### Exercise
Every line holding the word "have" should be copied from the material.
┌────────
PR #484, opened 2017-02-07
analytics: don't throw errors on invalid IPs

### LINKED ISSUE #352: GeoIP Failure (not recorded): ipAddress passed to Lookup cannot be nil

mvdan:
Empty IPs remain silent as before. Invalid IPs are logged better - now
they are:

	GeoIP Failure (not recorded): invalid IP address "foobar"

insteaf of:

	GeoIP Failure (not recorded): ipAddress passed to Lookup cannot be nil

Add tests too.

Also, these are now warnings instead of errors, since they are often
just noise.

Fixes #352.

### DIFF
--- a/analytics.go
+++ b/analytics.go
@@ -1,6 +1,7 @@
 package main
 
 import (
+	"fmt"
 	"net"
 	"regexp"
 	"time"
@@ -65,22 +66,17 @@ func (a *AnalyticsRecord) GetGeo(ipStr string) {
 	if !config.AnalyticsConfig.EnableGeoIP {
 		return
 	}
-
 	// Not great, tightly coupled
 	if analytics.GeoIPDB == nil {
 		return
 	}
 
-	// Sometimes it is empty, we can't look up mpty IP addresses
-	if ipStr == "" {
+	record, err := geoIPLookup(ipStr)
+	if err != nil {
+		log.Error("GeoIP Failure (not recorded): ", err)
 		return
 	}
-
-	ip := net.ParseIP(ipStr)
-
-	var record GeoData // Or any appropriate struct
-	if err := analytics.GeoIPDB.Lookup(ip, &record); err != nil {
-		log.Error("GeoIP Failure (not recorded): ", err)
+	if record == nil {
 		return
 	}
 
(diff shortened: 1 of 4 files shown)


mvdan:
@buger @lonelycode PTAL

Another option that comes to mind, instead of demoting from error to warning, is to keep it as an error but see what errors we get now that we'll see what string is being passed. Then we can decide what to do.

The problem is that we'd need to ship the patch in 2.4 to get the extra info, and then actually get rid of all the useless errors in a following release. Since I assume this is not low priority, I've gone ahead and demoted to warning directly.

buger:
I think part of this issue is to understand why we ever get such malformed IP? 

To get IP we use `GetIPFromRequest` from `util_http_helpers.go`. And I may assume that some of the customers have issues in `X-Forwarded-For` header, or we parsing it wrong. Can you check this part too?

And if this is an issue with X-Forwarded-For header format, it may be interesting to include this information to the Sentry.

buger:
Just an idea, maybe this is issue with IPv6 address format?

buger:
For example in case of IPv6 address format ("2001:0db8:85a3:0000:0000:8a2e:0370:7334"), doing strings.Split(remoteIPString, ":") to find the port not the best thing. And instead we should rely on net.IP package for parsing IP addresses.

mvdan:
Yeah, will have to look into it.

mvdan:
@buger PTAL at the two new commits.

buger:
So, it actually fails now at "panic: runtime error: slice bounds out of range"

mvdan:
Ah, was running just my test. Forgot about the rest.

mvdan:
@buger done

analytics.go
```diff
@@ -65,22 +66,17 @@ func (a *AnalyticsRecord) GetGeo(ipStr string) {
...
 	// Not great, tightly coupled
 	if analytics.GeoIPDB == nil {
 		return
 	}
 
-	// Sometimes it is empty, we can't look up mpty IP addresses
-	if ipStr == "" {
+	record, err := geoIPLookup(ipStr)
+	if err != nil {
+		log.Warn("GeoIP Failure (not recorded): ", err)
```
buger: Just out curiosity, can we temporary make it Error, and add "ipStr" to logging info, to see if number errors is changed, and if our assumption about Ipv6 is right. Maybe there are more `ipStr` issues we do not aware about?

Overall looks good.

mvdan: Sure thing.

mvdan: done.

analytics.go
```diff
@@ -65,22 +66,17 @@ func (a *AnalyticsRecord) GetGeo(ipStr string) {
...
 	// Not great, tightly coupled
 	if analytics.GeoIPDB == nil {
 		return
 	}
 
-	// Sometimes it is empty, we can't look up mpty IP addresses
-	if ipStr == "" {
+	record, err := geoIPLookup(ipStr)
+	if err != nil {
+		log.Error("GeoIP Failure (not recorded): ", err)
```
buger: pls add ipStr to error message too

mvdan: It's added in `geoIPLookup` already.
└────────
### Answer section
To get IP we use `GetIPFromRequest` from `util_http_helpers.go`. And I may assume that some of the customers have issues in `X-Forwarded-For` header, or we parsing it wrong. Can you check this part too?
Yeah, will have to look into it.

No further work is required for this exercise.